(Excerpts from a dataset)

● ● ●

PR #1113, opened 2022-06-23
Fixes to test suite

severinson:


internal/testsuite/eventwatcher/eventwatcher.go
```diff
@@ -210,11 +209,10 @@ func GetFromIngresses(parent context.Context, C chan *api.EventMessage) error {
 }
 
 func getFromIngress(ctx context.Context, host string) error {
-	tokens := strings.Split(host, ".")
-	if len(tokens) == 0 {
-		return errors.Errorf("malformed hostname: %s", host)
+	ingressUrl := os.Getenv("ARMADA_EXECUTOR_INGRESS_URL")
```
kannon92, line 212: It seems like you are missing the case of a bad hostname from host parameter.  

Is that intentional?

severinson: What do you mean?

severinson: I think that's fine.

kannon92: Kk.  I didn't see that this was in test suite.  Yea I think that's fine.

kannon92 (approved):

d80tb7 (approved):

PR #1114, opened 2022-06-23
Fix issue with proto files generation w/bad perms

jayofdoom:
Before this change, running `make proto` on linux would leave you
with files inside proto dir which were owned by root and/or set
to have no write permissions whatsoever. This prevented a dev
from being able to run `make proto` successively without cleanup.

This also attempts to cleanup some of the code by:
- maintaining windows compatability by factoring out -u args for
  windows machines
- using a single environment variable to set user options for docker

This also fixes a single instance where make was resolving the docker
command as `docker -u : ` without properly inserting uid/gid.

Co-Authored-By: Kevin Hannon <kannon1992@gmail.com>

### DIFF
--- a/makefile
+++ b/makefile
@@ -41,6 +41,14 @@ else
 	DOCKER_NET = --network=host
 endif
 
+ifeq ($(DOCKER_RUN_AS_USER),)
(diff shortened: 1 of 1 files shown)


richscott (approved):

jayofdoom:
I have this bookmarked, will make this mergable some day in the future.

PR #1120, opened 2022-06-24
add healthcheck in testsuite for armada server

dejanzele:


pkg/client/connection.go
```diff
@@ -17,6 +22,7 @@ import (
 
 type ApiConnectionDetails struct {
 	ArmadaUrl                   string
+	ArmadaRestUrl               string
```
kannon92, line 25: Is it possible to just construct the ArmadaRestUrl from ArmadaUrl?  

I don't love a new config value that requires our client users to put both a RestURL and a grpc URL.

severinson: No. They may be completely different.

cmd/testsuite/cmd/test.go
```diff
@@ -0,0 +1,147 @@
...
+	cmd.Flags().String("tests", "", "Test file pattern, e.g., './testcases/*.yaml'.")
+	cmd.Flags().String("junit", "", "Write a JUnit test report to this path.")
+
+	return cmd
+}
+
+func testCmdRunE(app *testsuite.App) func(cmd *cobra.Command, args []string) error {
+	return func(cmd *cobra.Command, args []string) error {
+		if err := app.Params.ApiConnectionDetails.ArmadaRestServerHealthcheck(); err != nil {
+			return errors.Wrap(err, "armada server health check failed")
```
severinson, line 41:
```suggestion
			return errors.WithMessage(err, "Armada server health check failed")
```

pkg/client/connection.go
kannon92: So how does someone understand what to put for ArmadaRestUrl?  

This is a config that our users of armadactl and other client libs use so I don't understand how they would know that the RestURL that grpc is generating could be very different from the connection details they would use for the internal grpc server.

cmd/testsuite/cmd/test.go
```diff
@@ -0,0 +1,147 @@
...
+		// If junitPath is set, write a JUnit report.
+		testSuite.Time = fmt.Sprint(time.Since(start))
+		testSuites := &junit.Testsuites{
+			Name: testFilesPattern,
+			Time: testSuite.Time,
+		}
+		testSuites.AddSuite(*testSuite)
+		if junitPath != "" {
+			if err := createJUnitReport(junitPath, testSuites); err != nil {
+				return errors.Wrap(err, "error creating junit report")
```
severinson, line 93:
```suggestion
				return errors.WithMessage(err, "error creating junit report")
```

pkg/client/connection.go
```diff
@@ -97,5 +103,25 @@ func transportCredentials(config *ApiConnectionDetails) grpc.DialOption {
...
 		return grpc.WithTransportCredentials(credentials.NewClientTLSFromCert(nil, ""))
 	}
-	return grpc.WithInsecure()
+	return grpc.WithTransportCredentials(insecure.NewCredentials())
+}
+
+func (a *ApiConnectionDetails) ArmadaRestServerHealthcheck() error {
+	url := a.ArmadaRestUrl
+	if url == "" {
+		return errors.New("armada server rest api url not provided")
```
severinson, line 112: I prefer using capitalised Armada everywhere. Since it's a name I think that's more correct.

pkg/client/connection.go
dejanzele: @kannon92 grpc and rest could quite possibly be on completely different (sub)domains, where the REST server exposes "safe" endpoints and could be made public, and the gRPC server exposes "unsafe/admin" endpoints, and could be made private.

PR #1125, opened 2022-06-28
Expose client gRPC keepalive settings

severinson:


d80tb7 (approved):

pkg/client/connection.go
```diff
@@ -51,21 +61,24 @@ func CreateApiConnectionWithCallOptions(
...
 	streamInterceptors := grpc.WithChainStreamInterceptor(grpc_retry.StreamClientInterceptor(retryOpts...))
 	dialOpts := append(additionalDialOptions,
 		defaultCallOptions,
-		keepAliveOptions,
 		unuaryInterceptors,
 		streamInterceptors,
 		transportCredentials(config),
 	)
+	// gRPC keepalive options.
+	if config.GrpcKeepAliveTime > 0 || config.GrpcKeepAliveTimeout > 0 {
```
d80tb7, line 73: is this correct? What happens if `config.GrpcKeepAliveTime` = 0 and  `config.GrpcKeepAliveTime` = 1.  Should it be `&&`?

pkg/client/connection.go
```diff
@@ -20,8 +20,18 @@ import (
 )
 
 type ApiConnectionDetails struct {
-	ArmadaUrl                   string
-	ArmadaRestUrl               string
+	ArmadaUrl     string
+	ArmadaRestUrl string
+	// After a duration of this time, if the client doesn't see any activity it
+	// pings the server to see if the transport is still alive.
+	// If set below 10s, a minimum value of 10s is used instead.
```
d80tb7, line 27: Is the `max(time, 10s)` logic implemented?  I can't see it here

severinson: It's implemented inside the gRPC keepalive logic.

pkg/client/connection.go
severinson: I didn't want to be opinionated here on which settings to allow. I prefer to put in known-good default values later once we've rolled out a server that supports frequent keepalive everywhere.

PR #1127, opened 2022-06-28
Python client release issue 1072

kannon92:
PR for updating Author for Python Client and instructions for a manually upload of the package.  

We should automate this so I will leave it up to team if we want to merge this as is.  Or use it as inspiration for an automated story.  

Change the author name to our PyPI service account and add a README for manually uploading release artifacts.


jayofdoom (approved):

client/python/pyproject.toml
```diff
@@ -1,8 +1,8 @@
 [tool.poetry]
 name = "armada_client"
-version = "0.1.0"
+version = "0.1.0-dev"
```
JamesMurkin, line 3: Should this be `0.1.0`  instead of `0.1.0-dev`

● ● ●

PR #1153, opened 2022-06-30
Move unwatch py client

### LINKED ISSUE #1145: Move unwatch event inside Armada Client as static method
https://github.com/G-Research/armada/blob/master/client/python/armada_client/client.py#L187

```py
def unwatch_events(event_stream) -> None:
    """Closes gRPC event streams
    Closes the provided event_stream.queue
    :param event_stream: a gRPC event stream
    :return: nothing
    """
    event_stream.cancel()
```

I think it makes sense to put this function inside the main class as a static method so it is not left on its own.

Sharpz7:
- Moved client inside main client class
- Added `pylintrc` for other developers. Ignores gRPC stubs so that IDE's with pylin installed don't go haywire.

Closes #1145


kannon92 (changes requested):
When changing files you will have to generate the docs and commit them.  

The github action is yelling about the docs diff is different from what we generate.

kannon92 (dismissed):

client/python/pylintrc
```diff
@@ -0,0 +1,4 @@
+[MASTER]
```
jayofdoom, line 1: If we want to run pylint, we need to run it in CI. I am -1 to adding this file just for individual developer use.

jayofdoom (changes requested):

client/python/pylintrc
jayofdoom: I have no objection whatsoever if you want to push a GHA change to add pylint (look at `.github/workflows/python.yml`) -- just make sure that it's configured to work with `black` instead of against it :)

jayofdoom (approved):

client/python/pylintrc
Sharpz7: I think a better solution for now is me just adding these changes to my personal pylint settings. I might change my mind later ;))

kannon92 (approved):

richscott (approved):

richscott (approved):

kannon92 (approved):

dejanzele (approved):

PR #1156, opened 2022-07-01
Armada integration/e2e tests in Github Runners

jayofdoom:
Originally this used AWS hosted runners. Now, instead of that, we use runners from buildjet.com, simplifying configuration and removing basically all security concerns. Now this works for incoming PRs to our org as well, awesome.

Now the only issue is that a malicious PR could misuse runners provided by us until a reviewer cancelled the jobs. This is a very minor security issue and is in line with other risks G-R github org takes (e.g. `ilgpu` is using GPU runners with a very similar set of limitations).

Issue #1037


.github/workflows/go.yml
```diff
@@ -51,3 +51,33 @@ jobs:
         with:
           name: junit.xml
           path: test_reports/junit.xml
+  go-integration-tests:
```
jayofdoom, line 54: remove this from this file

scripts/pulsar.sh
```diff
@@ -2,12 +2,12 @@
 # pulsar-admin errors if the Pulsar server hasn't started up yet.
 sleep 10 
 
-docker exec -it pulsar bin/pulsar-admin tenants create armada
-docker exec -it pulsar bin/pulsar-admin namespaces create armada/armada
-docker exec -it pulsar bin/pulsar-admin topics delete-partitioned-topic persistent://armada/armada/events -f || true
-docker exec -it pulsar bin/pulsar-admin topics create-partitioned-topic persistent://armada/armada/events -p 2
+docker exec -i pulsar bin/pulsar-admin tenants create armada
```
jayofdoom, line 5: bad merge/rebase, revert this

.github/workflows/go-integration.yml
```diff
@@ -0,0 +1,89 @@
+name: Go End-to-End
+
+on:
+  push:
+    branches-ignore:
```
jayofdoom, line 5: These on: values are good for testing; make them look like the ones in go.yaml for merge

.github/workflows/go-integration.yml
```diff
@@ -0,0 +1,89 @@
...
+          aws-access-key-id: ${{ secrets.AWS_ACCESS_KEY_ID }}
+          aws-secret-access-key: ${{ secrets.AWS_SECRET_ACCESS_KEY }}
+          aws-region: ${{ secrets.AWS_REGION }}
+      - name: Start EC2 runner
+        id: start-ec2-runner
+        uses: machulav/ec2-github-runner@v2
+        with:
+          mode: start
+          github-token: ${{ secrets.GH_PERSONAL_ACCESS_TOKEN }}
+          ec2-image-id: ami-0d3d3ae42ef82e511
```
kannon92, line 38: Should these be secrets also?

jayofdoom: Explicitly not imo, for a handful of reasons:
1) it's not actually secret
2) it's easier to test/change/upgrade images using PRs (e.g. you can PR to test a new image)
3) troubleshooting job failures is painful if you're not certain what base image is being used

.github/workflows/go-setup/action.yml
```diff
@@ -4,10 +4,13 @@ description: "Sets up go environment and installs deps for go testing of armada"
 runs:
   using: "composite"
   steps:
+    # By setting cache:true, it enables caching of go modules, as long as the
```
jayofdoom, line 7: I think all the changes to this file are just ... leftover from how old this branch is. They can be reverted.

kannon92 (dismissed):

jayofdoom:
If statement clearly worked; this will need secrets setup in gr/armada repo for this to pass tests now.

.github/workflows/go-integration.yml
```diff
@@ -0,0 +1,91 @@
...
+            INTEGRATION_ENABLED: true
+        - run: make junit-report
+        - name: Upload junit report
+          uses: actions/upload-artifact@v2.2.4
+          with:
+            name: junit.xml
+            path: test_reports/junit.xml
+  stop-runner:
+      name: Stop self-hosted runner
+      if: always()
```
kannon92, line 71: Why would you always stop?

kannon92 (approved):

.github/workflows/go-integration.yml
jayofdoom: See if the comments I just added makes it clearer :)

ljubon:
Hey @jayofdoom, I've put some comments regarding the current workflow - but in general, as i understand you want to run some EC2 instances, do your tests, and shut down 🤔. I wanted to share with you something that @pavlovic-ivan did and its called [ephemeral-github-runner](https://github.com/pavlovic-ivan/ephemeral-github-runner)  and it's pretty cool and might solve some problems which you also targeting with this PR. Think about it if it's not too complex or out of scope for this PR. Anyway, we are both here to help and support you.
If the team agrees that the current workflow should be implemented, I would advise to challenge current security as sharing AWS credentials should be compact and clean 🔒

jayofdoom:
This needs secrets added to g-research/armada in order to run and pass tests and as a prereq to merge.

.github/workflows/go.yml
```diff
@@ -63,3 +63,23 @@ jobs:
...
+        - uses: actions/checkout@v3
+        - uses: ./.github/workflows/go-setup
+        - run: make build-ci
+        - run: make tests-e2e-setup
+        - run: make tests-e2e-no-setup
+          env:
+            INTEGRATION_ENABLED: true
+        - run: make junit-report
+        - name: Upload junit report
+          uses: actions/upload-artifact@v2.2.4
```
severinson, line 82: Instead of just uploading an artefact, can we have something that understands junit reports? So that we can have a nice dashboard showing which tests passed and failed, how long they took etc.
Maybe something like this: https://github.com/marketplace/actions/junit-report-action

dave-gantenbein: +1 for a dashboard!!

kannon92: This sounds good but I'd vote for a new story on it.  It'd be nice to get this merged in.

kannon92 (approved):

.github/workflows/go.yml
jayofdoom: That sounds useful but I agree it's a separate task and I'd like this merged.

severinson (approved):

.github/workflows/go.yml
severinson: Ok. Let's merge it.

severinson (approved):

● ● ●

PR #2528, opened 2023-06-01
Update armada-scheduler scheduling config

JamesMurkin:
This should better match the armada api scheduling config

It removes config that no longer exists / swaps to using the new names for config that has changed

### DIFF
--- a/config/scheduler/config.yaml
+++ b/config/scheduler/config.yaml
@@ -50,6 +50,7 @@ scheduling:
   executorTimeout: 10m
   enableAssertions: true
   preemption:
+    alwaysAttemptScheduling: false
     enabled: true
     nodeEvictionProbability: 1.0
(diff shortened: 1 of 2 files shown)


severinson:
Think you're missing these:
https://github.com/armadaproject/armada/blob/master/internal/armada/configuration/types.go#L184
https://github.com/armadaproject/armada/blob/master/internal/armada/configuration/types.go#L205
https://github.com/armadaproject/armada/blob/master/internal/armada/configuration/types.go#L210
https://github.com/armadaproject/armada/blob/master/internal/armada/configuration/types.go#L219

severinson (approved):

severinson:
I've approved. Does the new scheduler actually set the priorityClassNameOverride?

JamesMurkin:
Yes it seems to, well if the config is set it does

● ● ●

- _Exercise aim_
For this exercise, output exactly the lines above from the line with "PR #1113, opened 2022-06-23" to the line with "severinson: I think that's fine.", counting both, and leave out the rest.

- _The completed task_
PR #1113, opened 2022-06-23
Fixes to test suite

severinson:


internal/testsuite/eventwatcher/eventwatcher.go
```diff
@@ -210,11 +209,10 @@ func GetFromIngresses(parent context.Context, C chan *api.EventMessage) error {
 }
 
 func getFromIngress(ctx context.Context, host string) error {
-	tokens := strings.Split(host, ".")
-	if len(tokens) == 0 {
-		return errors.Errorf("malformed hostname: %s", host)
+	ingressUrl := os.Getenv("ARMADA_EXECUTOR_INGRESS_URL")
```
kannon92, line 212: It seems like you are missing the case of a bad hostname from host parameter.  

Is that intentional?

severinson: What do you mean?

severinson: I think that's fine.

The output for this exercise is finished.